### Task statement
Would you please copy each line below that includes the string "else"?

Start of Data in this exercise

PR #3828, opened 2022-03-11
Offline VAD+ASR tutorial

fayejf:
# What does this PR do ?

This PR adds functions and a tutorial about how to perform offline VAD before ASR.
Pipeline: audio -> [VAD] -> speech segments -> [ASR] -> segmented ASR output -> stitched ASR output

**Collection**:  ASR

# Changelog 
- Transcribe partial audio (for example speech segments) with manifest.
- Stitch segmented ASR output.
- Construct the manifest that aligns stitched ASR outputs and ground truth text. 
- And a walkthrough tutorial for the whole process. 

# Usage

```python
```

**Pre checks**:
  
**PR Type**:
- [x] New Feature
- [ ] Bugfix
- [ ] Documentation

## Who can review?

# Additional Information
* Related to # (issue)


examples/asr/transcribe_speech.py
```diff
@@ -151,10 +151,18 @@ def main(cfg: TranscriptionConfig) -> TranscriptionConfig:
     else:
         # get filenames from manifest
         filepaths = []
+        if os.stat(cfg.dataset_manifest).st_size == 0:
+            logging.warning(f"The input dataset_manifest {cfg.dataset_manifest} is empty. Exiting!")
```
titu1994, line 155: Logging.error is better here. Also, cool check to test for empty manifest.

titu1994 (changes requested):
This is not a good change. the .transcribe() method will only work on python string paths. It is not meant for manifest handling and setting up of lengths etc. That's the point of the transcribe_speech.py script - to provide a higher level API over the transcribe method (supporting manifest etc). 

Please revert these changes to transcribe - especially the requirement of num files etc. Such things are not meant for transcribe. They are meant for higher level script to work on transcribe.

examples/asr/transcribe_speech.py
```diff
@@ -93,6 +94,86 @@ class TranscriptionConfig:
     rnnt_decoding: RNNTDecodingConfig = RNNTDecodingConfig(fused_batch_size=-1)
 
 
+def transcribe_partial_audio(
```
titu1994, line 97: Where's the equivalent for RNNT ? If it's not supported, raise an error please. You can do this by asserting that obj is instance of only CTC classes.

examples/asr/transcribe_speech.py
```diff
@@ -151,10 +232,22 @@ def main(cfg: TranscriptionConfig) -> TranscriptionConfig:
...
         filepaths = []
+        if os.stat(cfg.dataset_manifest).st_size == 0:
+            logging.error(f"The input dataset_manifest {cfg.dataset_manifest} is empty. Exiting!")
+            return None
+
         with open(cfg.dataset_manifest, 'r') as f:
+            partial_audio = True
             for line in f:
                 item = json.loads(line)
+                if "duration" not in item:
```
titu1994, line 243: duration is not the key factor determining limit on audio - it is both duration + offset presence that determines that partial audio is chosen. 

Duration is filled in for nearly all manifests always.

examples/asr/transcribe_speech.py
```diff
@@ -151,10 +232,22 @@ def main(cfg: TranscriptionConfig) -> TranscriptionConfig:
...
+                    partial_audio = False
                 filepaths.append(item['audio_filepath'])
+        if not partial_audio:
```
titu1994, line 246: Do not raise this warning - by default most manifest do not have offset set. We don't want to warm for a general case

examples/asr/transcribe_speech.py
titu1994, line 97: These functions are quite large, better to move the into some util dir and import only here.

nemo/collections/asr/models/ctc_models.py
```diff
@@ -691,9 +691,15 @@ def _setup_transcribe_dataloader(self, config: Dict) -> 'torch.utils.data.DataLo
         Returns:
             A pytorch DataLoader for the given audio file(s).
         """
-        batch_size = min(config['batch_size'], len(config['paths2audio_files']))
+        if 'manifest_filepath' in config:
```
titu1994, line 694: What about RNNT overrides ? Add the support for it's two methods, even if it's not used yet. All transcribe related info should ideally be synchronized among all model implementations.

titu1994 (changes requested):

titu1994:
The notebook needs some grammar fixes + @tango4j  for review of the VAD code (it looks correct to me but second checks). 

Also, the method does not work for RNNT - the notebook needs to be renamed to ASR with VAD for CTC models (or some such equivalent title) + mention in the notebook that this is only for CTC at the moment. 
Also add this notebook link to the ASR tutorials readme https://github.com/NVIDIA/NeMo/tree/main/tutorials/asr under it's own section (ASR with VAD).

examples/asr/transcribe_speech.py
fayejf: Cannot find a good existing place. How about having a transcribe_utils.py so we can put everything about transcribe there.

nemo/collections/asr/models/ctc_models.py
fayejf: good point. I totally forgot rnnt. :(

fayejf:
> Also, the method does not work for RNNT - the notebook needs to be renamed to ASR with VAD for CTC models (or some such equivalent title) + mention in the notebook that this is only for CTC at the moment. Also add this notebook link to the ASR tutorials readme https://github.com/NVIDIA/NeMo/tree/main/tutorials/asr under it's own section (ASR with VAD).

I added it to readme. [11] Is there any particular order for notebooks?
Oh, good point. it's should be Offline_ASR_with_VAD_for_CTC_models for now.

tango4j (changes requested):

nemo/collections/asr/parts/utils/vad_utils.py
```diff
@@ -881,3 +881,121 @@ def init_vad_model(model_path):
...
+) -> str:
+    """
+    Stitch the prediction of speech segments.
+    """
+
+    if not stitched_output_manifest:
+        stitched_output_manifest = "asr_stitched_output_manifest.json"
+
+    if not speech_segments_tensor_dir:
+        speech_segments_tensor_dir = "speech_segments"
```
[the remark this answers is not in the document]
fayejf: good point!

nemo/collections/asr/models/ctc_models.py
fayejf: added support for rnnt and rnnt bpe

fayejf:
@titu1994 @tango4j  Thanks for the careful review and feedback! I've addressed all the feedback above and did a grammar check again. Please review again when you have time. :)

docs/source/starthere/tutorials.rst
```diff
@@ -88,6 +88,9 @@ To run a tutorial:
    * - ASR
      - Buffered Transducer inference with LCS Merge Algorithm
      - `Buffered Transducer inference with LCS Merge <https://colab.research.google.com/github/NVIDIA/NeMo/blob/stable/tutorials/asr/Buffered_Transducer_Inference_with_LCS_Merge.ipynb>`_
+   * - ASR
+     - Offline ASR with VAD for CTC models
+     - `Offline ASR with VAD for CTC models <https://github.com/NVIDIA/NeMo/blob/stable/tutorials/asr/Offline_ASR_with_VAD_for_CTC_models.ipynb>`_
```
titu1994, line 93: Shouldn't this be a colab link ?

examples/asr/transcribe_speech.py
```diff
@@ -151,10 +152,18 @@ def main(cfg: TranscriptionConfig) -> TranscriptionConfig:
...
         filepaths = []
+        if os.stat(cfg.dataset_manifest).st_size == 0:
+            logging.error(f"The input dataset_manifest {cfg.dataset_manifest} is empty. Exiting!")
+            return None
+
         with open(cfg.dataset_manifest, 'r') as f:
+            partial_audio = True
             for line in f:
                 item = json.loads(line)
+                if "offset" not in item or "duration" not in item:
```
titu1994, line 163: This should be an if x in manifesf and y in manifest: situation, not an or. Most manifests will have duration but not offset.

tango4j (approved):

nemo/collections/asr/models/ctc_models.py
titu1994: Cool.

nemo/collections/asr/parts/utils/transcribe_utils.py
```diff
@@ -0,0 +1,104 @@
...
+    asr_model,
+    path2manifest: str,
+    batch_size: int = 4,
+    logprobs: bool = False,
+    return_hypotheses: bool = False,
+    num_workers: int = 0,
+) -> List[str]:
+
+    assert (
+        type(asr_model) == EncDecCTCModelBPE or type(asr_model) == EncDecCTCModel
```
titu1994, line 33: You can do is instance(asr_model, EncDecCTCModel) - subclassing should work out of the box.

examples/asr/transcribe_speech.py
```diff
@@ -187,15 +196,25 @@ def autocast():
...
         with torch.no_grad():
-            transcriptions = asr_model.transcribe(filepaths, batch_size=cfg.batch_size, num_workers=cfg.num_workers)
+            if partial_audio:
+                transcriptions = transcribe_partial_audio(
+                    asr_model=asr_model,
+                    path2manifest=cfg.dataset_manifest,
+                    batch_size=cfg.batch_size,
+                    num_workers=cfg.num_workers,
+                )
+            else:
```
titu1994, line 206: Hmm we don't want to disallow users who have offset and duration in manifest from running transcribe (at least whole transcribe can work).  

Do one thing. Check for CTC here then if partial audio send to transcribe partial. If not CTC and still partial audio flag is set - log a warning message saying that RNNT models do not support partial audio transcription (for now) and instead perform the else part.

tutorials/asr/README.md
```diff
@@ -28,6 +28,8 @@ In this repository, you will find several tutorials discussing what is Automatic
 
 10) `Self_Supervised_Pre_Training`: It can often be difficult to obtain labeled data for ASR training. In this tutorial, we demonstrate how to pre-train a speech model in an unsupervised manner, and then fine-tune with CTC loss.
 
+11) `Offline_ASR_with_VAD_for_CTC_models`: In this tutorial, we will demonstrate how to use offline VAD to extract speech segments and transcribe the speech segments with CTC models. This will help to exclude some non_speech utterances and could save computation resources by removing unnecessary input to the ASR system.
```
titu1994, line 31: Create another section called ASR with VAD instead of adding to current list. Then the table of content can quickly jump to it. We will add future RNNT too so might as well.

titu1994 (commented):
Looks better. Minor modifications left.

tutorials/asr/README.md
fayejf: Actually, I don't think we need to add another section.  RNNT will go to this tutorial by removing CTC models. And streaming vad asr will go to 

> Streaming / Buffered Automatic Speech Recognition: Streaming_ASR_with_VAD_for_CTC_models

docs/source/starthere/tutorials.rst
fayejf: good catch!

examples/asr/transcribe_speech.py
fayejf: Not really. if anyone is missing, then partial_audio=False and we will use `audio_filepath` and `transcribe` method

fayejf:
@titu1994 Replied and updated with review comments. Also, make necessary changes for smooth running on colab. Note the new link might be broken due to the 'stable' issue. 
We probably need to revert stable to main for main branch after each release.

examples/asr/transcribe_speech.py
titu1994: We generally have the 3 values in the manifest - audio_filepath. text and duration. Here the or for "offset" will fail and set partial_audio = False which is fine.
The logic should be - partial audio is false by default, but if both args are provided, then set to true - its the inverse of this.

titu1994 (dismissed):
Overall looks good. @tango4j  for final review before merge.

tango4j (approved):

End of Data in this exercise

### Solution to the exercise
     else:
+            else:
Do one thing. Check for CTC here then if partial audio send to transcribe partial. If not CTC and still partial audio flag is set - log a warning message saying that RNNT models do not support partial audio transcription (for now) and instead perform the else part.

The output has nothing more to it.